After booting out a CEO convicted of fraud, launching an electric heavy-duty truck and getting ready to start the first delivery of its flagship hydrogen fuel cell big rig, Nikola Corp. is looking to the next phase of its turnaround.

The company’s success is pinned on the fuel cell truck and its efforts to create depots where customers can get clean hydrogen to run the zero-emission vehicles.

“I think that’s very important because if you just have a world-class truck, a best-in-class truck, as we have, customers quite rightly will say, ‘Well, we’re out of hydrogen,’ ” Michael Lohscheller, Nikola’s CEO, told Automotive News. “What we want to do from the Nikola side is really offer the truck and the energy.”

The success of these ventures will be key for Nikola to become a serious competitor in the truck space, contribute to solving one of transportation’s most confounding issues and build up its reputation as a transformative company with technology that is decidedly not too good to be true.

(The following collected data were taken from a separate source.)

PR #1279, opened 2026-08-09
fix(routing): an explicit workflow pin must clear an AMBIGUOUS turn pin (panel#888)

### LINKED ISSUE #888: Pinned workflow target ignored when resumed turn contains multiple workflow origins

artokun:
Fixes artokun/comfyui-mcp-panel#888.

After a reconnect with queued events from several tabs, `panel_graph_outline` refuses as ambiguous — correct, that is #884's fence. The refusal names the way out:

> Target a workflow explicitly (**panel_set_workflow_target** / panel_open_workflow) or wait for the next single-origin message.

The reporter did exactly that: `panel_set_workflow_target` with `mode:"pinned"` and the exact active path. It reported success. The next `panel_graph_outline` returned the identical ambiguity error.

## Localized

The advertised recovery is wired to **one mode only**.

- `ui-bridge.ts:3359` — `resolveTarget` asks `scopeTargetResolver` for the **turn-origin** pin. `null` means the batch was mixed-origin, and it throws the ambiguity error immediately.
- The escape hatch exists — `setScopeRepinHandler`, documented as *"EXPLICIT recovery from a DEAD or AMBIGUOUS pin, and from those only"*.
- But `panel-tools.ts:9160` / `:9276` gate reaching it on `mode === "current" && ctx.rebindToActiveTab`. **`mode:"pinned"` never calls it**, so the ambiguous turn pin survives a successful pin, and every subsequent scope-addressed command keeps hitting the same refusal.

So the tool reports success truthfully — it *did* set the session's workflow target — while the thing actually blocking the next call is a different piece of state it never touched.

## Why routing `pinned` through the same handler is safe

The handler already carries the safety property, and it is not weakened here: it **refuses to displace a pin that still reaches a live tab** (confirming gate 3, P0 — the recovery path was previously repinning healthy turns via `panel_reload`, the exact silent re-target #884 exists to prevent). An *ambiguous* pin is `null`; there is no live tab behind it to protect, which is precisely why the handler already treats ambiguous and dead alike.

`mode:"pinned"` with an explicit path is a stronger, more specific statement of intent than `mode:"current"`, so it is odd that the weaker one is the only one that recovers.

## Status

Draft — localization committed, implementation and tests to follow. The two things this has to prove are that a HEALTHY pin is still never displaced, and that the new path is genuinely reachable from the real `panel_set_workflow_target` handler rather than only from the helper.

### DIFF
--- a/src/__tests__/orchestrator/explicit-pin-clears-ambiguity.test.ts
+++ b/src/__tests__/orchestrator/explicit-pin-clears-ambiguity.test.ts
@@ -1,0 +1,205 @@
+// panel#888 — after a reconnect delivered queued events from several tabs,
+// `panel_graph_outline` refused as ambiguous (correct — #884's fence). The
+// refusal names the way out:
+//
+//   Target a workflow explicitly (panel_set_workflow_target / panel_open_workflow)
+//   or wait for the next single-origin message.
+//
+// The reporter did exactly that — `mode:"pinned"` with the exact active path. It
+// reported success. The next `panel_graph_outline` returned the identical error.
+//
+// THE ADVICE WAS WIRED TO ONE MODE. `resolveTarget` throws the ambiguity error the
+// moment `scopeTargetResolver` returns null. The escape hatch exists —
+// `setScopeRepinHandler`, documented "EXPLICIT recovery from a DEAD or AMBIGUOUS
+// pin" — but only `mode:"current"` ever reached it. `mode:"pinned"` wrote the
+// workflow-target store and nothing else, so the tool reported success truthfully
+// while the state actually blocking every subsequent command went untouched.
+//
+// The repin handler's OWN refusal already told the agent to do what did not work:
+// "Name the workflow instead — panel_set_workflow_target with a path, or
+// panel_open_workflow — and the pin follows it." It did not follow.
+//
+// WHY ROUTING `pinned` THROUGH THE SAME HANDLER IS SAFE. The P0 gate is shared
+// rather than re-implemented: a pin that still reaches a live tab of this
+// conversation is never displaced, however explicit the request. Only a dead or
+// ambiguous pin can be recovered. A NAMED tab that is not eligible REFUSES —
+// silently redirecting an explicit request to another workflow is the exact hazard
+// #884 exists to prevent, and would be a worse bug than the one being fixed.
+import { describe, expect, it, vi } from "vitest";
+
+import { makeScopeRepinHandler, type ScopeRepinBridge } from "../../orchestrator/turn-origins.js";
+
+const KEY = "orchestrator::codex";
+const TAB_A = "wf:workflows/a.json";
+const TAB_B = "wf:workflows/b.json";
+
+/** `resolvedPinOf` is the real discriminator: string = a pin, null = ambiguous. */
+function harness(opts: {
+  pin: string | null | undefined;
+  tabs: string[];
+  reachable?: string[];
+  active?: string;
+  headless?: string[];
+  backendOf?: (t: string) => string;
+}) {
+  const repinTo = vi.fn();
+  const reachable = new Set(opts.reachable ?? opts.tabs);
+  const bridge: ScopeRepinBridge = {
+    canReach: (t) => reachable.has(t),
+    resolveActiveScopeTab: () => opts.active,
+    isHeadless: (t) => (opts.headless ?? []).includes(t),
+    tabs: () => opts.tabs.map((tab_id) => ({ tab_id })),
+  };
+  const handler = makeScopeRepinHandler({
+    bridge,
+    tracker: { resolvedPinOf: () => opts.pin, repinTo } as never,
+    scopeAgentKeyOf: () => KEY,
+    backendForTab: opts.backendOf ?? (() => "codex"),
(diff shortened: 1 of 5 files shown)


artokun:
**My first cut of this was INERT, and the test I wrote to prove otherwise couldn't. Adversarial review caught both; corrected in `dc25b7d`.**

## The defect

`canonicalRequestedSavedIdentity(pinPath)` yields `wf:<path>` — the saved-workflow **handle**. A real tab id is a bridge **route**, `wf:<tabRouteId>:<path>`. The panel's own `bridge-route.js` (#640) defines both and warns they are not interchangeable; the handle is path-only *precisely because* two browser tabs can show the same file, so it cannot address one of them.

Comparing a handle against routes never matches → the recovery refused every time → the reporter's wedge unchanged. I verified it against panel `origin/main` rather than taking the finding on trust.

Two further ways to miss, both real:
- top-level workflow → `pinPath` is ComfyUI's `key` (`"a.json"`), no `/`, so the derivation returns `null` and the branch is **skipped silently**;
- subfolder → produced `wf:sub/a.json`, missing the `workflows/` prefix.

Three different failure modes depending on input.

## Why my test didn't catch it — the part that matters

The WIRING tests `readFileSync`'d `panel-tools.ts` and regexed for the call. **A source-text grep cannot distinguish reachable code from dead code.** All three passed while the branch provably never fired. Worse, one asserted the defective line itself, so fixing the bug required deleting the test that claimed to protect it.

This is the **second no-op I shipped today from exactly this**, after writing the lesson down following the first. The rule I keep having to relearn: if a fix turns on *reachability*, only a test that drives the production path can show it.

Replaced by `pin-repin-uses-a-real-tab-id.test.ts` — drives the real `panel_set_workflow_target` handler through the real repin handler and asserts the pin **lands on a tab the bridge actually holds**. It failed three ways against the broken derivation before passing against this one. The old suite's fixtures were fiction too (`wf:<path>` as a tab id, a shape production never emits); now real routes.

## The fix

Pass the **path**, and let the handler match it against the routes the bridge holds (`tabRouteCarriesPath`), normalized the way every other saved-path comparison here normalizes. Generous on purpose — a miss only refuses a recovery — but a match is acted on **only when exactly one tab** has that workflow. Two tabs showing it refuse and name them, since silently taking the first is the same silent-wrong-tab defect in a new place.

The P0 gate is untouched and still shared: a pin that still reaches a live tab is never displaced, however explicit the request.

## Verification

Four mutations, each confirmed applied: restore the handle-vs-route comparison (the original no-op), remove the call site, remove the healthy-pin gate, take the first of several matching tabs — all killed. **The last one survived on the first run** and exposed a genuine coverage gap, now closed by the duplicate-tab test. Worth stating rather than quietly fixing: the mutation run earned its keep here.

416 files / 8264 passed, 2 skipped; typecheck clean; no control bytes. One unrelated timing test (`late-mutation-e2e`) flaked under parallelism and passes isolated and on re-run.

## Still to do before merge

Not marking this ready yet. The route-shape claim is verified against panel source and unit fixtures, **not against a live hello** — one look at a real `tab_id` from the running bridge would settle it, and given today's record I would rather check than assume.

## Worth fixing separately

`ui-bridge.ts:110` still documents `tabId` as *"commonly derived from a saved workflow path"*, and `:1942` as `wf:<hash>`. Both predate #640, and that stale comment is what licensed the wrong derivation. `shortTabId` in `session-scope.ts` makes the same assumption (`id.slice(3)` treated as a path).

artokun:
**Live-verified the route shape** — against the panel actually being served by the running ComfyUI, not repo source:

```
GET /extensions/comfyui-mcp-panel/js/lib/bridge-route.js   200

const ROUTE_PREFIX = "wf:";
const ROUTE_SEP    = ":";
savedWorkflowHandle(savedPath)        -> ROUTE_PREFIX + path              // wf:<path>
savedWorkflowRoute(tabRouteId, path)  -> ROUTE_PREFIX + tab + ROUTE_SEP + path   // wf:<tab>:<path>
```

So a real tab id carries the route separator and the handle does not — which is exactly why the first cut could never match, and why matching on the path suffix of the route is the right shape. That was the one claim I was not willing to merge on second-hand.

Marking ready for review.

PR #1284, opened 2026-08-09
sweep(#796): 'does not exist' must not be said about a read that failed

artokun:
Fifth #796 pass, using the filter the last four converged on: a catch is only interesting when it is reachable by failures with DIFFERENT remedies.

Antti Lindström, an analyst at S&P Global Mobility, said the company’s commitment to delivering hydrogen trucks by the end of the year in North America is “telling of how important they think that that vehicle or that technology is for their credibility and market survival.”

Nikola also needs to deliver on hydrogen to meet its cash needs. In March, it announced a secondary stock sale that garnered little interest on Wall Street – the company’s underwriter was initially able to place only a third of the shares, and an unnamed private investor bought the remainder directly from Nikola.

The company reports its first-quarter results on May 9, but it logged a net loss of $784.2 million on revenues of $50.8 million in 2022, leaving it with cash and cash equivalents of about $323 million.

Nikola is still working to shed the baggage of its former CEO Trevor Milton, who was convicted of securities fraud after unveiling what turned out to be a fake hydrogen-powered truck. The publicity stunt almost derailed the business and contributed to a $125 million settlement of fraud charges with the Securities and Exchange Commission.

Lohscheller’s task now is to resolve the company’s unstable financial situation by making sure it has enough capital to pursue its strategy to become a provider of hydrogen trucks and fuel and to offer electric trucks for customers pursuing different avenues for reducing carbon emissions. Lohscheller said that Nikola has access to capital.

“We have to focus on what really matters, and that is absolutely for us, the energy business, but in particular also with hydrogen, the fuel cell truck,” he said. “That’s where the focus is.”

Lohscheller said that Nikola plans to produce the hydrogen trucks in the third quarter of the year and will deliver up to 150 of them in 2023. In 2024, he said, Nikola will have “full capacity for both” battery-electric and hydrogen-powered trucks.

AJR Trucking, which carries mail for the United States Postal Service and moves freight in and out of the ports of Los Angeles and Long Beach, has purchased 50 hydrogen fuel trucks. Alberta Motor Transport Association in Canada has bought one, and GP Joule, a German green energy system provider, announced a letter of intent to order 100 of them in January.

Other manufacturers are right behind Nikola. Toyota says it will begin to assemble its hydrogen fuel cell modules in 2023, and at the ACT Expo in Anaheim, Calif., this week, the automaker said that Paccar’s Kenworth and Peterbilt brands will put the powertrain in their Class 8 trucks.

Hyundai also revealed a U.S. version of its Xcient Class 8 fuel cell tractor that will begin operations for customers in Northern California this year.

Nikola’s hydrogen plans include partnering with Voltera, an EV charging infrastructure company, to develop up to 50 hydrogen stations in North America in the next five years.

Voltera will site, build, own and operate the refueling stations, while Nikola will supply the hydrogen fuel through its hydrogen production brand, HYLA.

“We will make sure that hydrogen is available for our future truck customers,” said Lohscheller. “We want to bring the chicken and the egg together.”

The company said in a 2022 SEC filing that executives “believe the key differentiator of our business model is our planned hydrogen fueling ecosystem,” and acknowledged that “our plan to build a network of hydrogen fueling stations will require significant cash investments and management resources and may not meet our expectations with respect to additional sales” of hydrogen vehicles.

If Nikola stays on schedule, its hydrogen truck and power stations will meet a pressing need. Batteries either have a prohibitively limited range or too much weight to power long-haul, heavy-duty trucks. Lengthy charging times, too, make them an incomplete solution.

Hydrogen fuel cell trucks are lighter, leaving more room for payload. They also look to have more range and require shorter fueling time – if the infrastructure is available.

“We want to use this time” to “make sure that we are very well-positioned,” Lohscheller said. “Speed is important.”

Nikola’s race – against its competitors and against the cash burn – is on.